The swimmers at Lawrence Indoor Aquatic Center in Lawrence, Kan., also have been enjoying an odor-free pool for the past four years. “We were seeing a higher incidence of some respiratory distress,” says Jimmy Gibbs, aquatics manager. “We still have to have chlorine, but [the system] allowed us to put a significantly less amount.”

While all of the evidence so far is anecdotal, the CDC is working on a study to determine just how much UV systems can reduce chloramines. The results should be ready by the beginning of 2007, says Beach, who is team leader, water and environment activity, Division of Parasitic Diseases at the CDC.

Maintaining a proper pH level is another key way to minimize nitrogen trichloride formation. Nitrogen trichloride is formed when the water is more acidic, while monochloramines thrive in more alkaline water levels.

Installing and maintaining a thorough filtration system also will help improve air quality.
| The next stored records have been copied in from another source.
PR #4379, opened 2023-07-28
CORE-15815: Reduce the number of open connections in mutual TLS

yift-r3:
This pull request changes the destination info key to a valid hash map key so the number of connections will stay minimal.

### DIFF
--- a/components/gateway/src/main/kotlin/net/corda/p2p/gateway/messaging/http/DynamicX509ExtendedTrustManager.kt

Granular active carbon lowers chloramine levels and removes other compounds such as THM. Adding zeolite to filter mediums will retain ammonia in the tank, Griffiths says.

In addition, educating patrons about pool air quality and how they can take responsibility in its improvement can eliminate a large part of the problem. Explaining why showering beforehand is essential and enforcing it will send the message. Pool managers can form a working relationship with asthmatic swimmers who fear the air quality would be more detrimental to their health. “Managers have a responsibility to talk to members and have a plan if there are problems,” Tringale says.

Other experts say managers should encourage asthmatic patrons to talk to their doctors about what their potential triggers may be, and future studies should consider the same questions. “The critical components here are the timing,” says Mark Nieuwenhuijsen, Ph.D., reader in environmental epidemiology at the Imperial College in London. “Does swimming come before the onset of asthma or vice versa? And the exposure assessment — what is the level of the contaminants?”

Tringale agrees. “[Asthma is] a custom-made disease. It really all depends on the person and the particular pool environment,” he says. “We encourage swimmers and parents of swimmers to talk to their doctors about better identifying what their triggers are.”

Operators should protect their staffs, too. Gibbs maintains close communication with his lifeguards and instructors to ensure they stay healthy on the job. “We take it very seriously,” he says. “If anybody feels something is wrong, we’ll do what we can to investigate it.” One suggestion: Rotate them regularly and encourage them to take a walk outside for fresh air. Sometimes staff members are the best measures for indoor air quality.

Finally, let the community know how safe and beneficial the pool can be, and the steps being taken to ensure excellent air quality. Lawrence Indoor Aquatic Center’s UV system made the local news, reinforced its positive image and, as word spread, other operators called Gibbs for information. Most importantly, the reassurance brought swimmers back.

“People want to feel safe,” Gibbs says. “They are more aware of their environments than they were in the past, and more people are sensitive about chemicals now.”